### Problem statement
Copy out every record below, word for word.

### Dataset entries
————
PR #8373, opened 2016-03-30
ceph-detect-init/run-tox.sh: FreeBSD: No init detect

wjwithagen:
- Freebsd has /etc/rc.d with scripts to start daemons at boottime. 
   Test for that are currently not integrated with Ceph tests

### DIFF
--- a/src/ceph-detect-init/run-tox.sh
+++ b/src/ceph-detect-init/run-tox.sh
@@ -17,6 +17,11 @@
 # GNU Library Public License for more details.
 #
 
+if [ x"`uname`"x = xFreeBSDx ]; then
+    echo FreeBSD init system has not been integrated.
+    exit 0
+fi
+
 # run from the ceph-detect-init directory or from its parent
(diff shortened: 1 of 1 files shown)


dachary:
Could you instead
<pre>
if test "`uname`"  = FreeBSD ; then
 echo warning
 exit 0
fi
</pre>
it's a detail but makes it clearer that it's a FreeBSD only thing.

wjwithagen:
On 30-3-2016 13:37, Loic Dachary wrote:
> Could you instead
> 
> if test "`uname`"  = FreeBSD ; then
>  echo warning
>  exit 0
> fi
> 
> it's a detail but makes it clearer that it's a FreeBSD only thing.

Sure, I liked the case-construct because it would be easier to extend to
other OSes, since I also ran into AIX, sun, Darwin, ... defines.
And when they want to run the tests it is easier to rinse-repeat and
extend. But for just FreeBSD it is fine.

dachary:
<pre>
</pre>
————
### Problem solution
PR #8373, opened 2016-03-30
ceph-detect-init/run-tox.sh: FreeBSD: No init detect

wjwithagen:
- Freebsd has /etc/rc.d with scripts to start daemons at boottime. 
   Test for that are currently not integrated with Ceph tests

### DIFF
--- a/src/ceph-detect-init/run-tox.sh
+++ b/src/ceph-detect-init/run-tox.sh
@@ -17,6 +17,11 @@
 # GNU Library Public License for more details.
 #
 
+if [ x"`uname`"x = xFreeBSDx ]; then
+    echo FreeBSD init system has not been integrated.
+    exit 0
+fi
+
 # run from the ceph-detect-init directory or from its parent
(diff shortened: 1 of 1 files shown)


dachary:
Could you instead
<pre>
if test "`uname`"  = FreeBSD ; then
 echo warning
 exit 0
fi
</pre>
it's a detail but makes it clearer that it's a FreeBSD only thing.

wjwithagen:
On 30-3-2016 13:37, Loic Dachary wrote:
> Could you instead
> 
> if test "`uname`"  = FreeBSD ; then
>  echo warning
>  exit 0
> fi
> 
> it's a detail but makes it clearer that it's a FreeBSD only thing.

Sure, I liked the case-construct because it would be easier to extend to
other OSes, since I also ran into AIX, sun, Darwin, ... defines.
And when they want to run the tests it is easier to rinse-repeat and
extend. But for just FreeBSD it is fine.

dachary:
<pre>
</pre>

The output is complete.